Champion et Manager

Champion et Manager

Inhabituel, impressionnant, démesuré…les superlatifs décrivant le CV de Khellafi semblent introuvables. Du ring aux plateaux de tournage, Idriss n’a pas besoin de pont pour traverser. Il est tout aussi doué pour le combat que pour l’incarnation de différents rôles aux côtés de grands noms du cinéma comme Gérard Depardieu, Yves Montand et Catherine Deneuve dans «Le choix des armes». Il a également joué avec Claude Brasseur dans «Souvenir, souvenir». Mais qui est Idriss Khellafi ? C’est un natif de la ville d’Oujda, il y a près de trente-sept ans. Après une enfance misérable dans sa ville natale, il immigre en France pour y rejoindre son père. C’est ainsi que Khellafi allait atterrir dans un HLM de Saint-Denis, dans la banlieue parisienne. Une carrière simultanée commence pour l’enfant de l’Oriental, le parcours sportif et la scolarité. Les cités françaises étant infectées de nombreux maux notamment à l’égard des immigrés, le futur champion comprit très vite que le sport constitue le remède idéal face à cet état de choses. Le football fut son premier choix avant de passer dans un club de boxe anglaise mettant tôt un terme à sa carrière footballistique qu’il avait entamée à Canterburry, club anglais de quatrième division. Désormais, Idriss est paré pour les différents sports de combat. Mais en parallèle, les études continuaient jusqu’à ce qu’il décroche un diplôme de technicien qui le mènera tout droit dans une usine de sidérurgie. Mais c’est finalement sa passion pour le combat qui finira par emporter le dessus. Khellafi est cinq fois sacré champion du monde de kick-boxing entre 1996 et 2003. Dans cette discipline, il compte 57 victoires dont 37 par KO. En boxe, il est titulaire de trois titres de champion de France envoyant au tapis 35 adversaires dont 22 par KO. En ce qui concerne la boxe anglaise (amateur et professionnel), Idriss s’est érigé en un véritable étalon en arrachant 29 victoires dont 18 par KO.
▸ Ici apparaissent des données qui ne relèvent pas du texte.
PR #176, opened 2015-07-27
Fixed path normalization issue

akaStiX:
Fix for the issue discussed here - https://github.com/premake/premake-core/pull/64
I know it's really weird, but it took me a lot of time to understand, what this code is actually doing.
And it also passes tests :)

### DIFF
--- a/src/host/path_normalize.c
+++ b/src/host/path_normalize.c
@@ -5,6 +5,7 @@
  */
 
 #include "premake.h"
+#include <ctype.h>
 #include <string.h>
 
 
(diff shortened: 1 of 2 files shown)


tvandijck:
Can we add some tests to regress this particular problem? it would document the corner case this is trying to solve.... otherwise this looks fine to me...

akaStiX:
While adding the test, I've found a lot of other issues in this function.
It's necessary to rewrite it, instead of trying to fix it.
Example tests that fail, and their outputs:
```lua
test.isequal("d:/", path.normalize("d:/./"))
```
will output "d:".
Leading white spaces are not handled at all. However this is easily fixable.

Any trailing things in a path that's part of the string containing multiple paths is not removed. i.e.
```lua
test.isequal("d:/game ..a/b", path.normalize("d:/game/ ..a/b"))
```
will output "d:/game/ ..a/b"

I've also found bugs in my my patch.

starkos:
What's the status of this one? The comments make it sounds like it might have some issues and should *not* be merged?

akaStiX:
It should **NOT** be merged. I'll post another pull request, when I'll fix it. Hopefully, I'll do that today or tomorrow

akaStiX:
I've uploaded new changeset, that fixes all the issues I could come up with except one. If you'll take a look at a log of Travis, you'll see, that it fails on a simplest case:
```lua
path.normalize("d:/")
```
will output **d:**.
So I wanted to hear your opinion, @starkos on this issue, before fixing it myself. How should I fix it? Do you really have to remove all the trailing '/' or we can leave one and remove extra ones? Or, maybe, I should write a special corner case code, that will try to handle paths that match this pattern **X:/**, where _X_ is a drive letter?

starkos:
Can we just not trim a `:/` sequence?

akaStiX:
I've fixed it. Check the code and answer this questions:
> P.S. What is the naming convention? I am using camelCase in my code, should it be old_school_c_convention? And should this code be C89 compliant?

starkos:
> What is the naming convention?

camelCase is fine. We've been using an underscore "_" where a dot "." might appear in the Lua script (i.e. path_normalize()). For consistency maybe use normalizeSubstring() or normalize_substring()? Otherwise coding style looks fine.

> And should this code be C89 compliant?

Yes, or the older MS compilers will choke.

src/host/path_normalize.c
```diff
@@ -33,55 +24,107 @@ int path_normalize(lua_State* L)
 
 		/* filter out .. */
 		if (ch == '.' && last == '.') {
-			ptr = dst - 3;
-			while (ptr >= buffer) {
+			last = 0;
+
+			const char* ptr = writePtr - 3;
```
starkos: MSC will fail this; variables must be defined at the start of the block.

akaStiX: That's why I was asking about C89 compatibility

akaStiX:
I've created new pull request https://github.com/premake/premake-core/pull/205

Et là apparaît la particularité du personnage puisque, à côté de l’art de combattre, il a intégré le monde des affaires. «je me suis retrouvé dans le monde des affaires à un âge très jeune. Malheureusement, j’étais pris à 100% par la boxe», explique Idriss qui a travaillé également comme agent de sécurité chez Marionnaud, grand discounter en parfumerie. «Lorsque mon contrat fut achevé, j’ai envisagé de reprendre la boxe à laquelle j’ai consacré 30 ans de mon existence. La société m’a sponsorisé pour le championnat du monde. J’ai remporté cinq titres mondiaux dans plusieurs catégories, une première chez les boxeurs franco-marocains», confie Idriss en souriant. Le 5 août 2002, l’Oujdi est appelé à défendre sa ceinture de champion du monde en kick-boxing contre le Russe Stanislas Terentiev. Cela s’était passé à Agadir où Khellafi allait exercer son art devant ses compatriotes.
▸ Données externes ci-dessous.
PR #177, opened 2015-07-28
Fixed GCC prefix, which was all messed up somehow

TurkeyMan:
Sanitised the behaviour of the gcc tool name.


jimon:
By default cfg.gccprefix is nil (or am I missing something ?), so this code will return nil even if tool name is correct.

TurkeyMan:
Yup. This code is only supposed to return a value in the case of a non-default tool name.

PR #829, opened 2017-06-20
Reduced vs2010+ file sizes by removing redundant config settings

tvandijck:


tvandijck:
@samsinsane there is a number of tests in test_files.lua that still exhibit the "per config" behavior, so I feel this is still covered.

PR #840, opened 2017-06-25
Proof of concept for binary modules.

tvandijck:
This change allows you to create .dll (.so on linux/mac?) modules.

I made an example module that shows the setup you have to apply, and a test that calls the example.test function it registers.

I wrapped the entire public Lua API, so in theory any lua code that exists and builds against Lua 5.3.4 can be rebuild against the 'luashim' library, and premake would be able to use it as a shared library. The only requirement is that you call the 'shimInitialize(L);' method as the first thing in your luaopen_<name> function.


tvandijck:
I only tested this on Windows for the moment, so linux/mac are going to fail this build.

starkos:
Interesting idea. I don't have a particular use for this right now, but I would be curious to hear from people that do.

tvandijck:
Just some examples of options:
- This change allows us to integrate LuaRocks if we wanted to, as long as the rock has a .src or a .all spec, we can provide the facilities to build those rocks locally specifically for premake. 

- I currently have a commit in my history that adds a profiler using a lua hook. It's super hardcoded.. could easily be done using a `require("profiler")`

- Embedding lua source inside the module. It would allow for modules to just be distributed as .dll's.

Anyway, I think this is pretty neat, but I don't really have a real use for it either ;) ha...  I just had this idea at 2am saturday night, and had to just implement it, otherwise I'd just keep mulling on it.

ratzlaff:
First thing that comes to my mind is extending premake with commands that utilize third party libraries - like curl/ssl.

tritao:
For what it's worth I've wanted something like this before. Don't really have any use for it right now though, but still think it might be worth to consider adding it to core, especially as it doesn't seem to add too much complexity to the codebase.

tvandijck:
I think indeed like @ratzlaff says... we could basically pull out the zip and http libraries, and just make modules for them... It would get rid of a bunch of command line options to turn these features on/off

curl:
https://github.com/premake/premake-core/blob/master/premake5.lua#L67

zip:
https://github.com/premake/premake-core/blob/master/premake5.lua#L73

just an idea...

tvandijck:
these changes actually make it work on linux, except for that fact that I have to manually rename and move the file...

on windows I get "example.dll" in the same folder as the exe, and windows automatically looks there when loading a DLL... on linux this isn't that case... I get libexample.so, also next to the exe, but that is not included in the searchpath.. so I have to move the file into the root of the project, and rename it to example.so for it to work...

gotta figure out a way to make that more consistent.

tvandijck:
So now only macOS is failng.... linux + windows are good.

tvandijck:
and... it's green ;) whoop whoop...

tritao:
Hey @tvandijck, I'm seeing this on just Debug builds.

```
==== Building example (debug) ====
main.c
Linking example
Undefined symbols for architecture x86_64:
  "_findNode", referenced from:
      _shimInitialize in libluashim-lib.a(luashim.o)
ld: symbol(s) not found for architecture x86_64
clang: error: linker command failed with exit code 1 (use -v to see invocation)
```

I've tried cleaning and rebuilding but it persists, Release builds works though...

tvandijck:
I don't currently have access to a mac, but will look at this tomorrow. Although our builds here are all passing ;(

Any particular repro steps? Or just generally debug fails?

L’adversaire russe s’était montré très coriace mais il finira par jeter l’éponge à la septième reprise devant les coups meurtriers du Marocain. Ce qui n’a pas empêché notre champion vainqueur de sortir grièvement blessé à l’issue de ce combat. «J’ai frôlé l’amputation, mais je m’en suis tiré grâce à un chirurgien très compétent», se souvient Idriss. Après cette opération, c’est la profonde déprime. En plus de la blessure grave, le champion a été atterré par les coups bas et les méchancetés proférés à son égard par certains sportifs jaloux. Il avait même décidé de quitter le Maroc une bonne fois pour toutes et de ne plus combattre. Mais il allait être reçu par SM le Roi Mohammed VI à qui il avait dédié sa ceinture et son peignoir de champion du monde. Et là, il s’est senti «très Marocain». Cette rencontre avec le souverain l’a complètement changé. Du coup, il décide de s’installer définitivement au Maroc. Khellafi convainc Marionnaud de s’implanter au Maroc et le champion se chargera de cette mission. Idriss Khellafi est également impliqué dans plusieurs actions en faveur des associations des quartiers populaires. Directeur de Marionnaud, au mois de juin prochain, il remontera quand même sur le ring devant le public casablancais cette fois-ci.